Dzieje Apostolskie 9:1-11 Biblia Gdańska (PBG)

1. A Saul jeszcze dychając groźbą i morderstwem przeciwko uczniom Pańskim, przyszedł do najwyższego kapłana.

2. I prosił go o listy do Damaszku do bóżnic, iż jeźliby tam znalazł tej drogi (tą drogą idących) których mężów albo niewiasty, aby ich związane przywiódł do Jeruzalemu.

3. A gdy jechał, stało się, gdy się przybliżał do Damaszku, że z prędka oświeciła go światłość z nieba.

4. A padłszy na ziemię, usłyszał głos do siebie mówiący: Saulu!
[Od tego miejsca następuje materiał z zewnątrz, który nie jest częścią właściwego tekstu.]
PR #2425, opened 2025-01-11
LabeledField: Make sure custom required message is shown

beaesguerra:
## Summary:
Makes sure custom required messages passed into `LabeledField` or the `field` prop are displayed

Issue: WB-1848

## Test plan:
Confirm in `?path=/story/packages-labeledfield--required` that the error message shows the custom required message

### DIFF
--- a/packages/wonder-blocks-labeled-field/src/components/labeled-field.tsx
+++ b/packages/wonder-blocks-labeled-field/src/components/labeled-field.tsx
@@ -250,7 +250,7 @@ export default function LabeledField(props: Props) {
             ]
                 .filter(Boolean)
                 .join(" "),
-            required: isRequired,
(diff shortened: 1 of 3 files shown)


packages/wonder-blocks-labeled-field/src/components/labeled-field.tsx
```diff
@@ -250,7 +250,7 @@ export default function LabeledField(props: Props) {
             ]
                 .filter(Boolean)
                 .join(" "),
-            required: isRequired,
```
beaesguerra, line 253: Since we were passing in a boolean, the default required error message was always used 😅

jandrade (approved):
LGTM! nice fix 🚀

Saulu! przeczże mię prześladujesz?

5. Tedy rzekł: Ktoś jest, Panie? A Pan rzekł: Jam jest Jezus, którego ty prześladujesz; trudno tobie przeciw ościeniowi wierzgać.

6. A Saul drżąc i bojąc się, rzekł: Panie! co chcesz, abym ja uczynił? A Pan do niego: Wstań, a wnijdź do miasta, a tam ci powiedzą, co byś ty miał czynić.

7. A mężowie, którzy z nim byli w drodze, stanęli, zdumiawszy się; głos tylko słysząc, ale nikogo nie widząc.

8. I wstał Saul z ziemi, a otworzywszy oczy swoje, nikogo nie widział. Tedy ująwszy go za rękę; prowadzili go do Damaszku,

9. Kędy był trzy dni nie widząc, i nie jadł ani pił.

10. A był niektóry uczeń w Damaszku, imieniem Ananijasz; i rzekł Pan do niego w widzeniu: Ananijaszu! A on rzekł: Otom ja, Panie!

11. A Pan rzekł do niego: Wstań, a idź na ulicę, którą zowią prostą, a szukaj w domu Judowym Saula imieniem Tarseńczyka; albowiem oto się modli.